FasterCache: Training-Free Video Diffusion Model Acceleration with High Quality
Zhengyao Lv, Chenyang Si, Junhao Song, Zhenyu Yang, Yu Qiao, Ziwei Liu, Kwan-Yee K. Wong
2024-10-28

Summary
This paper introduces FasterCache, a new method to speed up video generation from diffusion models without needing additional training, while maintaining high video quality.
What's the problem?
Video diffusion models can create high-quality videos, but generating them can be slow and computationally expensive. Traditional methods that reuse features from previous steps often lead to lower video quality because they miss important details. There is a need for a more efficient way to generate videos that preserves quality while speeding up the process.
What's the solution?
The authors propose FasterCache, which improves the process of generating videos by using a smart feature reuse strategy. Instead of directly reusing features from adjacent steps (which can degrade quality), FasterCache uses a method called classifier-free guidance (CFG) to optimize how features are reused. This approach maintains the distinctiveness of features and keeps the flow of time in the video consistent. The results show that FasterCache can generate videos 1.67 times faster than existing methods while keeping the quality comparable to traditional approaches.
Why it matters?
This research is significant because it demonstrates how to make video generation faster and more efficient without sacrificing quality. By improving the speed of video generation, FasterCache could benefit various applications in entertainment, education, and content creation, making it easier to produce high-quality videos quickly.
Abstract
In this paper, we present \textit{FasterCache}, a novel training-free strategy designed to accelerate the inference of video diffusion models with high-quality generation.
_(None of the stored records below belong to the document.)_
PR #4065, opened 2019-10-12
Docs: update browser options

juergba:
### Description of the Change

I tested some CLI options for support in browser context and updated the documentation.
This list of options available in browsers is not conclusive, yet.


juergba:
This list should contain only real browser options, which can be used within the "html" reporter.
Eg. option `color` does not have any effect in browser. 

CLI builtin reporters eg. "spec" can also be used in browser context, sending its output to the browser console. In this case `color` has an effect, but does not belong into this list.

By analyzing existing cache-based methods, we observe that directly reusing adjacent-step features degrades video quality due to the loss of subtle variations. We further perform a pioneering investigation of the acceleration potential of classifier-free guidance (CFG) and reveal significant redundancy between conditional and unconditional features within the same timestep. Capitalizing on these observations, we introduce FasterCache to substantially accelerate diffusion-based video generation. Our key contributions include a dynamic feature reuse strategy that preserves both feature distinction and temporal continuity, and CFG-Cache which optimizes the reuse of conditional and unconditional outputs to further enhance inference speed without compromising video quality. We empirically evaluate FasterCache on recent video diffusion models. Experimental results show that FasterCache can significantly accelerate video generation (\eg 1.67times speedup on Vchitect-2.0) while keeping video quality comparable to the baseline, and consistently outperform existing methods in both inference speed and video quality.